Dow futures: Prices are solidly higher early today on short covering after prices hit a 3.5-month low Wednesday. Buy stops likely reside just above technical resistance at 14,900 and then at 14,950. Sell stops likely reside just below technical support at 14,800 and then at 14,775. Shorter-term moving averages are bearish early today, as the 4-day moving average is below the 9-day and 18-day. The 9-day moving average is below the 18-day moving average. Shorter-term oscillators (RSI, slow stochastics) are neutral early today. Wyckoff’s Intra-Day Market Rating: 6.0
U.S. TREASURY BONDS AND NOTES
December U.S. T-Bonds: Prices are lower early today and hit a two-week low amid a better risk appetite in the market place.

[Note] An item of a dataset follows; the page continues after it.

PR #16694, opened 2024-06-12
 extension: Re-enable SWF takeover using declarativeNetRequest 

danielhjacobs:
This is based on https://github.com/w3c/webextensions/issues/460. I added feature detection. This should be tested on Chrome Beta or above.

Bears have the overall near-term technical advantage. Shorter-term moving averages (4- 9- 18-day) are neutral early today. The 4-day moving average is below the 9-day. The 9-day is above the 18-day moving average. Oscillators (RSI, slow stochastics) are bearish early today. Shorter-term resistance lies at the overnight high of 132 20/32 and then at 133 even. Buy stops likely reside just above those levels. Shorter-term technical support lies at the overnight low of 132 6/32 and then at 132 even. Sell stops likely reside just below those levels. Wyckoff’s Intra-Day Market Rating: 4.0 December U.S. T-Notes: Prices are lower and hit a two-week low early today. Shorter-term moving averages (4- 9- 18-day) are neutral early today. The 4-day moving average is below the 9-day. The 9-day is above the 18-day moving average. Oscillators (RSI, slow stochastics) are bearish early today. Shorter-term resistance lies at 126.00.0 and then at the overnight high of 126.06.0. Buy stops likely reside just above those levels. Shorter-term technical support lies at the overnight low of 125.22.0 and then at 125.16.0. Sell stops likely reside just below those levels. Wyckoff’s Intra-Day Market Rating: 4.0
U.S. DOLLAR INDEX
The December U.S. dollar index is near steady early today and pausing after the solid gains posted on Wednesdsay. Bears remain in overall near-term technical command. Slow stochastics for the dollar index are bullish early today. The dollar index finds shorter-term technical resistance at the overnight high of 80.685 and then at Wednesday’s high of 80.865. Shorter-term support is seen at 80.285 and then at 80.000. Wyckoff’s Intra Day Market Rating: 5.0
NYMEX CRUDE OIL
November Nymex crude oil prices are firmer early today. Bears have regained the overall near-term technical advantage. Prices are in a six-week-old downtrend on the daily bar chart. In November Nymex crude, look for buy stops to reside just above resistance at $102.50 and then at $103.00. Look for sell stops just below technical support at the overnight low of $101.39 and then at $101.00. Wyckoff’s Intra-Day Market Rating: 5.5
GRAINS
Markets were firmer overnight on mostly short covering and the better risk appetite in the market place Thursday morning. Harvest is at full speed in most areas of the Corn Belt and there are reports of better-than-expected yields for corn and soybeans coming from Iowa and Illinois, which is bearish. With much of USDA still closed, there remains a lack of fresh fundamental news for grain traders to digest, and that also favors the bearish camp due.